(Records from a data source)
* * * * * * *

PR #870, opened 2022-10-26
fix: support calling `chmod` on a directory

### LINKED ISSUE #558: `chmodSync` throws EISDIR for directories
Running `chmodSync` on a directory fails with EISDIR:

```js
var { fs } = require("memfs")

fs.mkdirSync('/foo')
fs.chmodSync('/foo', 0o666)
```

The error is: `Error: EISDIR: illegal operation on a directory, open '/foo'`.

(Try it: https://runkit.com/dabbott/memfs-chmodsync/1.0.0)

The same calls seem to work with node's built-in `fs`, as long as it's a directory where you have permission to write, so I'm guessing this is an issue with `chmodSync`?

If this is a bug I can try to submit a PR. I haven't looked through the code yet, but seems like it'd be a quick change.

---

Running `chmod` (not sync) works. Also, running `openSync` and then `fchmodSync` works, as a workaround:

```js
var { fs } = require("memfs")

fs.mkdirSync('/foo')
fs.fchmodSync(fs.openSync('/foo', 'r'), 0o666)
```

williamstein:
- See https://github.com/streamich/memfs/issues/558

The fix for this is similar to the others I just submitting, so here it is.

Resolves #558

### DIFF
--- a/src/__tests__/volume.test.ts
+++ b/src/__tests__/volume.test.ts
@@ -1103,6 +1103,14 @@ describe('volume', () => {
         expect(typeof vol.promises).toBe('object');
       });
     });
+    describe('.chmodSync(directory) works (see https://github.com/streamich/memfs/issues/558', () => {
+      const vol = new Volume();
+      vol.mkdirSync('/dir');
+      vol.chmodSync('/dir', 0o666);
+      expect(vol.statSync('/dir').mode.toString(8)).toBe('40666');
+      vol.chmodSync('/dir', 0o777);
+      expect(vol.statSync('/dir').mode.toString(8)).toBe('40777');
+    });
   });
   describe('StatWatcher', () => {
     it('.vol points to current volume', () => {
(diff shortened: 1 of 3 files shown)


src/__tests__/volume.test.ts
```diff
@@ -1110,6 +1110,14 @@ describe('volume', () => {
         expect(typeof vol.promises).toBe('object');
       });
     });
+    describe('.chmodSync(directory) works (see https://github.com/streamich/memfs/issues/558', () => {
```
G-Rath, line 1113: `describe` blocks are not proper test cases, so this isn't running as you probably expect - let's lay it out like this:

```
describe('.chmodSync(path, mode)', () => {
  it('works with directories', () => {
    // ...
  });

  it('works with files', () => {
    // ...
  });
});
```

and lets put it above the `.promises`, just so its with the rest of the function tests

G-Rath (changes requested):

williamstein:
I've restructured the tests.

G-Rath (approved):

PR #875, opened 2022-10-28
fix: truncate to larger size

toyobayashi:


G-Rath:
Could you give a bit more a description/story about this change? why is it a problem, how did you discover it, what does Node do? etc

toyobayashi:
@G-Rath 

```js
const fs = require('fs')

const fd = fs.openSync('./test', 'w');
fs.writeFileSync(fd, '12345');
console.log(fs.readFileSync('./test', 'utf8') === '12345');
fs.truncateSync('./test', 10);
console.log(fs.readFileSync('./test', 'utf8') === '12345\0\0\0\0\0');
```

According to https://nodejs.org/dist/latest-v18.x/docs/api/fs.html#fsftruncatefd-len-callback

> If the file previously was shorter than len bytes, it is extended, and the extended part is filled with null bytes ('\0'):

toyobayashi:
I'm using memfs in browser, before this change, `ftruncateSync` just throws RangeError if truncate to a larger size

image

G-Rath (approved):

PR #882, opened 2022-11-14
fix: `mkdir` return value

### LINKED ISSUE #546: Typing mismatch between fs.mkdir and memfs.mkdir
Firstly and most importantly, huge thanks for this package, it's awesome.

I tried to drop in the output from `createFsFromVolume()` instead of the native `fs` and I hit a snag. There's a minor typing mismatch.

```
Conversion of type 'IFs' to type 'FS' may be a mistake because neither type sufficiently overlaps with the other. If this was intentional, convert the expression to 'unknown' first.
  The types returned by 'promises.mkdir(...)' are incompatible between these types.
    Type 'Promise<void>' is not comparable to type 'Promise<string>'.
      Type 'void' is not comparable to type 'string'.ts(2352)
```

Looking into this a little, the node [fs.mkdir](https://nodejs.org/api/fs.html#fs_fs_mkdir_path_options_callback) and [fs.promises.mkdir](https://nodejs.org/api/fs.html#fs_fspromises_mkdir_path_options) optionally return the path to the first directory created when the `recursive: true` option is set. While `memfs.mkdir` always returns `void`.

toyobayashi:
https://nodejs.org/dist/latest-v18.x/docs/api/fs.html#fsmkdirpath-options-callback

> The callback is given a possible exception and, if recursive is true, the first directory path created, (err[, path]). path can still be undefined when recursive is true, if no directory was created.

https://nodejs.org/dist/latest-v18.x/docs/api/fs.html#fsmkdirsyncpath-options

> Synchronously creates a directory. Returns undefined, or if recursive is true, the first directory path created.

Resolves #546

### DIFF
--- a/src/volume.ts
+++ b/src/volume.ts
@@ -433,7 +433,7 @@ if (isWin) {
 
 export function filenameToSteps(filename: string, base?: string): string[] {
   const fullPath = resolve(filename, base);
-  const fullPathSansSlash = fullPath.substr(1);
+  const fullPathSansSlash = fullPath.substring(1);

* * * * * * *

# About this exercise
Search the entries for the word "readFileSync". Copy every line where it occurs.

# Answer to this task
console.log(fs.readFileSync('./test', 'utf8') === '12345');
console.log(fs.readFileSync('./test', 'utf8') === '12345\0\0\0\0\0');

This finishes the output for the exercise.